Question

if x^2-2=2^2/3+2^2/3 then prove 2x^3+6x=5

Answer 1

x^2-2=2^2/3+2^(here is )-2/3

x^2-2=2^2/3+2^-2/3
x^2=2^2/3+2+2^-2/3
x^2=(2^1/3)^2 2^2/3 2^1/3 +(2^-1/3)^2
x^2= (2^1/3+ 2^-1/3)^2
[ x= (2^1/3+ 2^-1/3) ]
now use the value x in 2x^3+6x
then it come 5

Answer 2

Correct –Question

If $x^{2} -2=2^{\frac{2}{3} } +2^{-\frac{2}{3} }$  then prove  $2x^{3} -6x=5$ .

Answer:

It is proved that $2x^{3} -6x=5$.

Step-by-step explanation:

Given:

Equation  $x^{2} -2=2^{\frac{2}{3} } +2^{-\frac{2}{3} }$.

To Find:

It is to be proved that $2x^{3} -6x=5$.

Solution:

As given- equation $x^{2} -2=2^{\frac{2}{3} } +2^{-\frac{2}{3} }$.

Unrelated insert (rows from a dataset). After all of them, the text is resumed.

PR #2264, opened 2026-08-28
Freeze transaction and version storage layouts

aeplay:
🤖 Freezes the transaction/version storage layouts and the winner semantics that interpret them.

## Before

Transaction receipts, version records, and merge-head evidence were not all protected by one exact storage contract. Some semantic ingress paths could reach infallible version accessors before validating untrusted deferred records, and the relationship between content winners, deletion winners, direct parents, and exclusive-write evidence was spread across implementation details.

## After

- transaction and version receipts have one frozen canonical layout and fail closed on malformed, trailing, or noncanonical bytes;
- every semantic ingress validates deferred version records before infallible access or mutation, including direct and batched view updates, authorization-scope views, and repair;
- content and deletion winners are tracked independently;
- direct parents are ordered deterministically by transaction time and node UUID;
- accepted/global evidence gates the states that require it;
- mergeable transactions no longer acquire a read set merely to encode causal dependencies.

## Worked examples

1. Two concurrent updates can choose one content winner while independently retaining the correct deletion winner; replay and reopen produce the same pair.
2. A valid first view update followed by a malformed deferred version is rejected atomically: neither update is applied and the node does not panic.
3. An exclusive write through an old schema name after a table rename still compares against the same permanent physical table register, so a matching parent succeeds and a stale parent fails.

## Verification

- independent adversarial review, including planted ingress-guard removal;
- focused malformed-ingress, batch-atomicity, winner, exclusive-CAS, rename, reopen, and ordering receipts;
- invariant registry;
- library clippy and diff checks.

This is a zero-backcompat storage settlement change; the normative contract is recorded in SPEC §2.8 and its cited invariants.


aeplay:

PR #2265, opened 2026-08-28
Freeze V1 large-value lifecycle and locator identities

aeplay:
🤖 Freezes the V1 large-value staging, completed-upload, receipt, and locator lifecycle.

## Before

The lifecycle records were durable, but some keys were treated as existence markers without proving that their embedded upload or receipt ID matched the physical key. A copied completed journal could therefore turn staging into a silent no-op. The descriptor-upload derivation domain also retained stale V2 naming after the first frozen format became V1.

## After

- every staged, pending, completed-upload, and completed-receipt record is decoded through its canonical fixed-width key and must contain the same ID;
- forward and reverse completed journals are checked before retry, staging, acceptance, eviction, and cleanup;
- finalization atomically publishes the descriptor-bound receipt and its retry binding;
- retry returns exactly the durable receipt, while acceptance or explicit TTL eviction removes the binding atomically;
- TTL protects abandoned staging only and is not an admission-correctness mechanism;
- immutable auth locators and shared-DAG reclamation retain their existing semantics;
- the descriptor-upload derivation domain and exact fixture are frozen as V1.

## Worked examples

1. Copying a valid completed-upload record under a different upload key fails closed before a new chunk is staged; it cannot masquerade as an already completed upload.
2. Copying the reverse receipt journal under a different receipt key prevents acceptance or cleanup rather than deleting another upload binding.
3. Retrying after durable promotion returns the same descriptor-bound receipt. If the client abandons staging instead, explicit TTL eviction can reclaim it without affecting an admitted row.
4. A hash collision in an authorization locator never changes the locator already bound to a content root.

## Verification

- independent adversarial review with planted key/ID guard removal;
- full Groove suite;
- corruption/reopen, retry/promotion, TTL, locator, shared-DAG, and reclamation receipts;
- V1 format/manifests, Jazz wire fixtures, and invariant registry.

No compatibility decoder or migration path is retained.


aeplay:

PR #2267, opened 2026-08-28
Freeze permanent catalogue identities

aeplay:
🤖 Freezes permanent catalogue identities and their durable authority mapping.

## Before

Physical table and column identities were still partly derived from schema-local order. Renames could be represented, but incompatible column epochs, recursive enum identities, out-of-order lineage delivery, and reopen did not all share one permanent UUID contract. A receiver could also accept durable or pending manifests without proving that they matched the authority publication, and UUIDs retired several schema generations earlier could be reused.

## After

- every table, column, and recursive enum variant receives a permanent authority UUID;
- compatible rename/reorder evolution preserves the exact UUID;
- incompatible type, merge-strategy, or structural epochs receive an entirely fresh column and enum subtree;
- UUIDs are globally retired across the retained lineage history and cannot be reused by later tables, columns, or nested variants;
- an out-of-order descendant may inherit IDs first issued by its absent parent, but cannot claim unrelated historical reservations;
- active, staged, pending, snapshot, live-admission, and reopen paths validate the same authority manifest and evolution rules;
- unknown-source pending publications validate their self-contained shape immediately, then validate source evolution before activation;
- genesis construction and descendant authority authorship are distinct APIs; clients may prepare a publication but only trusted serving admission may publish it;
- canonical codecs and deterministic wire fixtures freeze the manifest representation.

## Worked examples

1. Rename todos.body to tasks.text: the table and compatible column keep their UUIDs through sync and reopen.
2. Change a counter column to last-write-wins: the new physical epoch receives a fresh column UUID and fresh nested enum UUIDs.
3. Drop a table in v2, then add an unrelated table in v3: reusing the v1 table UUID is rejected even though v2 no longer contains it.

$x^{2} -2=2^{\frac{2}{3} } +2^{-\frac{2}{3} }$

$x^{2} =2^{\frac{2}{3} }+2 +2^{-\frac{2}{3} }$

$x^{2} =2^{\frac{2}{3} }+2.2^{\frac{2}{3} }.2^{-\frac{2}{3} } +2^{-\frac{2}{3} }$

$x^{2} =(2^{\frac{1}{3} })^{2} +2.2^{\frac{2}{3} }.2^{-\frac{2}{3} } +(2^{-\frac{1}{3} })^{2}$

$x^{2} = [2^{\frac{1}{3} } +2^{-\frac{1}{3} }]^{2}$

$x =2^{\frac{1}{3} } +2^{-\frac{1}{3} }$

Let the $2^{\frac{1}{3} }$  be p.  Then $p^{3} =2$.

$x=p+\frac{1}{p}$

It is to be proved  the value  $2x^{3} -6x=5$.

$LHS=2x^{3} -6x$

         $=2(p+\frac{1}{p} )^{3} -6(p+\frac{1}{p})$

        $=2[p^{3} +\frac{1}{p^{3} } +3(p+\frac{1}{p})]-6(p+\frac{1}{p})$

         $=2(p^{3} +\frac{1}{p^{3} }) +6(p+\frac{1}{p})-6(p+\frac{1}{p})$

         $=2(p^{3} +\frac{1}{p^{3} })$

Putting the value of  $p^{3} =2$.

        $=2(2 +\frac{1}{2} )$

        $=2(\frac{5}{2} )$

         $=5$

         $=RHS$

$LHS=RHS$

Hence, it  is proved that 2x^3-6x=5.